**AIM OF THE EXERCISE**
Produce a verbatim copy of the entries listed below.
DATA TO PROCESS below:
PR #2232, opened 2022-03-31
Low gene expression cell filtering

ebezzi:
### Reviewers
**Functional:** 
@atolopko-czi @MDunitz @pablo-gar

### DIFF
--- a/backend/wmg/cube_creation/loader.py
+++ b/backend/wmg/cube_creation/loader.py
@@ -7,6 +7,7 @@ import numpy as np
 import pandas as pd
 from scipy import sparse
 import tiledb
+import scanpy
 
 from .utils import get_all_dataset_ids
 from backend.wmg.data.config import create_fast_ctx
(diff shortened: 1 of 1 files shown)


backend/wmg/cube_creation/loader.py
```diff
@@ -55,6 +56,11 @@ def load_h5ad(h5ad, group_name, validate):
         return
 
     anndata_object = anndata.read_h5ad(h5ad)
+
+    # Apply a low expression gene cell filtering. 
+    # Will get rid of all cells that have less than 500 expressed genes
+    scanpy.pp.filter_cells(anndata_object, min_genes=500)
```
ebezzi, line 62: Should we put this number in a constant?

MDunitz: I think that would be good for clarity

ebezzi: Do we have a good candidate file for these constants? Or this file works?

atolopko-czi (approved):
one comment, approving early.

PR #2236, opened 2022-04-01
feat: cloudfront invalidation for index paths

ebezzi:
### Reviewers
**Functional:** 
@Bento007 @MDunitz 

**Readability:** 

---

## Changes
- Creates a cloudfront invalidation for the index paths each time a collection is published.
Note: This cannot be tested easily in rdev since it doesn't use cloudfront. I also don't fully understand how the python class for reading secrets work, so I'll have to play around with it a little to make sure it works.


backend/corpora/common/corpora_config.py
```diff
@@ -68,3 +68,10 @@ def get_defaults_template(self):
             template["issuer"].append(self.api_signin_url)
 
         return template
+
+
+class CorporaCloudfrontConfig(SecretConfig):
+    environ_source = "CORPORA_CLOUDFRONT_CONFIG"
+
+    def __init__(self, *args, **kwargs):
+        super().__init__("backend", secret_name="cloudfront", **kwargs)
```
MDunitz, line 77: I think you need to add a new line to here and in the cloudfront file to pass the linter

backend/corpora/common/utils/cloudfront.py
```diff
@@ -0,0 +1,32 @@
+from importlib.metadata import distribution
```
Bento007, line 1: What is this for?

backend/corpora/common/utils/cloudfront.py
```diff
@@ -0,0 +1,32 @@
...
+
+def _create_invalidation(distribution: str, paths: list[str]):
+    return client.create_invalidation(
+        DistributionId=distribution,
+        InvalidationBatch={
+            'Paths': {
+                'Quantity': len(paths),
+                'Items': paths,
+                },
+            'CallerReference': str(uuid.uuid4())
```
Bento007, line 27: In the event we need to lookup an invalidation, prefixing this with some sort of timestamp, logging the value uuid, or logging the return response would be useful.

Bento007 (changes requested):

backend/corpora/common/utils/cloudfront.py
ebezzi: Bad import, thanks for noticing 👍

backend/corpora/common/utils/cloudfront.py
```diff
@@ -5,30 +5,35 @@
...
 # only trigger an invalidation if the distribution_id is defined in secrets manager.
 # Otherwise this will be a no-op
 def create_invalidation(paths: list[str]):
-    distribution = CorporaCloudfrontConfig().distribution_id
-    if distribution:
+    try:
+        distribution = CorporaCloudfrontConfig().distribution_id
         return _create_invalidation(distribution, paths)
-    
+    except Exception:
```
Bento007, line 19: It would be an attribute error if distribution_id is not found. Also, you should move `_create_invalidation(distribution, paths)` out of the try block based on the warning you are giving.

Bento007 (changes requested):

backend/corpora/common/utils/cloudfront.py
ebezzi: I don't get what you mean. This catches the case where `CorporaCloudfrontConfig().distribution_id` is not defined (which will only happen in rdev), and yield a no-op.

Bento007 (approved):

PR #2238, opened 2022-04-01
WMG pipeline - final steps

ebezzi:
### Reviewers
**Functional:** 
@MDunitz @atolopko-czi 

**Readability:** 

---


backend/wmg/data/extract.py
```diff
@@ -50,8 +50,5 @@ def get_dataset_s3_uris():
 def copy_datasets_to_instance(s3_uris, dataset_directory):
     """Copy given list of s3 uris to the provided path"""
     for dataset in s3_uris:
-        sync_command = f"aws s3 sync {s3_uris[dataset]} ./{dataset_directory}/{dataset}/local.h5ad"
-        os.subprocess(
-            sync_command
-        )  # TODO parallelize this step see https://docs.aws.amazon.com/cli/latest/topic/s3-config.html#max-concurrent-requests # noqa: E501
-
+        sync_command = ["aws", "s3", "cp", s3_uris[dataset], f"./{dataset_directory}/{dataset}/local.h5ad"]
```
MDunitz, line 53: nit- rename copy_command

backend/wmg/data/load_cube.py
```diff
@@ -1,19 +1,82 @@
...
+    else:
+        return f"s3://{wmg_bucket_name}"
+
+
+def update_s3_resources(corpus_name):
     """
     Copy cube and cube related files to s3 under the current timestamp
     """
-    pass
+    timestamp = int(time.time())
```
MDunitz, line 25: we could refactor to create the timestamp at the beginning of the pipeline run and then store all the created artifacts under the timestamp and then we would only need to run the sync command once to copy everything over

backend/wmg/data/load_cube.py
```diff
@@ -1,19 +1,82 @@
...
+    timestamps = sorted(list(set([x[0] for x in candidate_to_delete])))
+
+    if len(timestamps) > 2:
+        timestamps_to_delete = list(timestamps)[:-2]
+    else:
+        timestamps_to_delete = []
+
+    for timestamp, object in candidate_to_delete:
+        if timestamp in timestamps_to_delete:
+            object.delete()
```
MDunitz, line 61: I think you can use something like this
`aws s3 rm s3://bucket/ --recursive  --include "timestamp*"` to delete everything with a similar prefix (I think that will simplify a lot of the removal code)

backend/wmg/data/load_cube.py
ebezzi: We can do that easily, my only concern is whether that's also gonna copy temporary files created during the process.

backend/wmg/data/load_cube.py
```diff
@@ -1,19 +1,82 @@
...
 
-def update_latest_snapshot_identifier(time_stamp):
+def update_latest_snapshot_identifier(timestamp):
     """
     Update static timestamp in s3 to match the latest
     """
-    pass
+    s3 = boto3.resource("s3")
+    file_key = "latest_snapshot_identifier"
+    file_path = f"{stack_name.strip('/')}/{file_key}" if stack_name else f"{file_key}"
```
MDunitz, line 80: is this line mainly to support rdev?

ebezzi: Yes, uniquely for rdev.

backend/wmg/data/load_cube.py
MDunitz: Just updated the pipeline code take in a path to make testing easier. If a path isnt given it will create one from the curr dir (which is what it currently uses) and a timestamp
End of DATA TO PROCESS.
**ANSWER TO THE PROBLEM**
PR #2232, opened 2022-03-31
Low gene expression cell filtering

ebezzi:
### Reviewers
**Functional:** 
@atolopko-czi @MDunitz @pablo-gar

### DIFF
--- a/backend/wmg/cube_creation/loader.py
+++ b/backend/wmg/cube_creation/loader.py
@@ -7,6 +7,7 @@ import numpy as np
 import pandas as pd
 from scipy import sparse
 import tiledb
+import scanpy
 
 from .utils import get_all_dataset_ids
 from backend.wmg.data.config import create_fast_ctx
(diff shortened: 1 of 1 files shown)


backend/wmg/cube_creation/loader.py
```diff
@@ -55,6 +56,11 @@ def load_h5ad(h5ad, group_name, validate):
         return
 
     anndata_object = anndata.read_h5ad(h5ad)
+
+    # Apply a low expression gene cell filtering. 
+    # Will get rid of all cells that have less than 500 expressed genes
+    scanpy.pp.filter_cells(anndata_object, min_genes=500)
```
ebezzi, line 62: Should we put this number in a constant?

MDunitz: I think that would be good for clarity

ebezzi: Do we have a good candidate file for these constants? Or this file works?

atolopko-czi (approved):
one comment, approving early.

PR #2236, opened 2022-04-01
feat: cloudfront invalidation for index paths

ebezzi:
### Reviewers
**Functional:** 
@Bento007 @MDunitz 

**Readability:** 

---

## Changes
- Creates a cloudfront invalidation for the index paths each time a collection is published.
Note: This cannot be tested easily in rdev since it doesn't use cloudfront. I also don't fully understand how the python class for reading secrets work, so I'll have to play around with it a little to make sure it works.


backend/corpora/common/corpora_config.py
```diff
@@ -68,3 +68,10 @@ def get_defaults_template(self):
             template["issuer"].append(self.api_signin_url)
 
         return template
+
+
+class CorporaCloudfrontConfig(SecretConfig):
+    environ_source = "CORPORA_CLOUDFRONT_CONFIG"
+
+    def __init__(self, *args, **kwargs):
+        super().__init__("backend", secret_name="cloudfront", **kwargs)
```
MDunitz, line 77: I think you need to add a new line to here and in the cloudfront file to pass the linter

backend/corpora/common/utils/cloudfront.py
```diff
@@ -0,0 +1,32 @@
+from importlib.metadata import distribution
```
Bento007, line 1: What is this for?

backend/corpora/common/utils/cloudfront.py
```diff
@@ -0,0 +1,32 @@
...
+
+def _create_invalidation(distribution: str, paths: list[str]):
+    return client.create_invalidation(
+        DistributionId=distribution,
+        InvalidationBatch={
+            'Paths': {
+                'Quantity': len(paths),
+                'Items': paths,
+                },
+            'CallerReference': str(uuid.uuid4())
```
Bento007, line 27: In the event we need to lookup an invalidation, prefixing this with some sort of timestamp, logging the value uuid, or logging the return response would be useful.

Bento007 (changes requested):

backend/corpora/common/utils/cloudfront.py
ebezzi: Bad import, thanks for noticing 👍

backend/corpora/common/utils/cloudfront.py
```diff
@@ -5,30 +5,35 @@
...
 # only trigger an invalidation if the distribution_id is defined in secrets manager.
 # Otherwise this will be a no-op
 def create_invalidation(paths: list[str]):
-    distribution = CorporaCloudfrontConfig().distribution_id
-    if distribution:
+    try:
+        distribution = CorporaCloudfrontConfig().distribution_id
         return _create_invalidation(distribution, paths)
-    
+    except Exception:
```
Bento007, line 19: It would be an attribute error if distribution_id is not found. Also, you should move `_create_invalidation(distribution, paths)` out of the try block based on the warning you are giving.

Bento007 (changes requested):

backend/corpora/common/utils/cloudfront.py
ebezzi: I don't get what you mean. This catches the case where `CorporaCloudfrontConfig().distribution_id` is not defined (which will only happen in rdev), and yield a no-op.

Bento007 (approved):

PR #2238, opened 2022-04-01
WMG pipeline - final steps

ebezzi:
### Reviewers
**Functional:** 
@MDunitz @atolopko-czi 

**Readability:** 

---


backend/wmg/data/extract.py
```diff
@@ -50,8 +50,5 @@ def get_dataset_s3_uris():
 def copy_datasets_to_instance(s3_uris, dataset_directory):
     """Copy given list of s3 uris to the provided path"""
     for dataset in s3_uris:
-        sync_command = f"aws s3 sync {s3_uris[dataset]} ./{dataset_directory}/{dataset}/local.h5ad"
-        os.subprocess(
-            sync_command
-        )  # TODO parallelize this step see https://docs.aws.amazon.com/cli/latest/topic/s3-config.html#max-concurrent-requests # noqa: E501
-
+        sync_command = ["aws", "s3", "cp", s3_uris[dataset], f"./{dataset_directory}/{dataset}/local.h5ad"]
```
MDunitz, line 53: nit- rename copy_command

backend/wmg/data/load_cube.py
```diff
@@ -1,19 +1,82 @@
...
+    else:
+        return f"s3://{wmg_bucket_name}"
+
+
+def update_s3_resources(corpus_name):
     """
     Copy cube and cube related files to s3 under the current timestamp
     """
-    pass
+    timestamp = int(time.time())
```
MDunitz, line 25: we could refactor to create the timestamp at the beginning of the pipeline run and then store all the created artifacts under the timestamp and then we would only need to run the sync command once to copy everything over

backend/wmg/data/load_cube.py
```diff
@@ -1,19 +1,82 @@
...
+    timestamps = sorted(list(set([x[0] for x in candidate_to_delete])))
+
+    if len(timestamps) > 2:
+        timestamps_to_delete = list(timestamps)[:-2]
+    else:
+        timestamps_to_delete = []
+
+    for timestamp, object in candidate_to_delete:
+        if timestamp in timestamps_to_delete:
+            object.delete()
```
MDunitz, line 61: I think you can use something like this
`aws s3 rm s3://bucket/ --recursive  --include "timestamp*"` to delete everything with a similar prefix (I think that will simplify a lot of the removal code)

backend/wmg/data/load_cube.py
ebezzi: We can do that easily, my only concern is whether that's also gonna copy temporary files created during the process.

backend/wmg/data/load_cube.py
```diff
@@ -1,19 +1,82 @@
...
 
-def update_latest_snapshot_identifier(time_stamp):
+def update_latest_snapshot_identifier(timestamp):
     """
     Update static timestamp in s3 to match the latest
     """
-    pass
+    s3 = boto3.resource("s3")
+    file_key = "latest_snapshot_identifier"
+    file_path = f"{stack_name.strip('/')}/{file_key}" if stack_name else f"{file_key}"
```
MDunitz, line 80: is this line mainly to support rdev?

ebezzi: Yes, uniquely for rdev.

backend/wmg/data/load_cube.py
MDunitz: Just updated the pipeline code take in a path to make testing easier. If a path isnt given it will create one from the curr dir (which is what it currently uses) and a timestamp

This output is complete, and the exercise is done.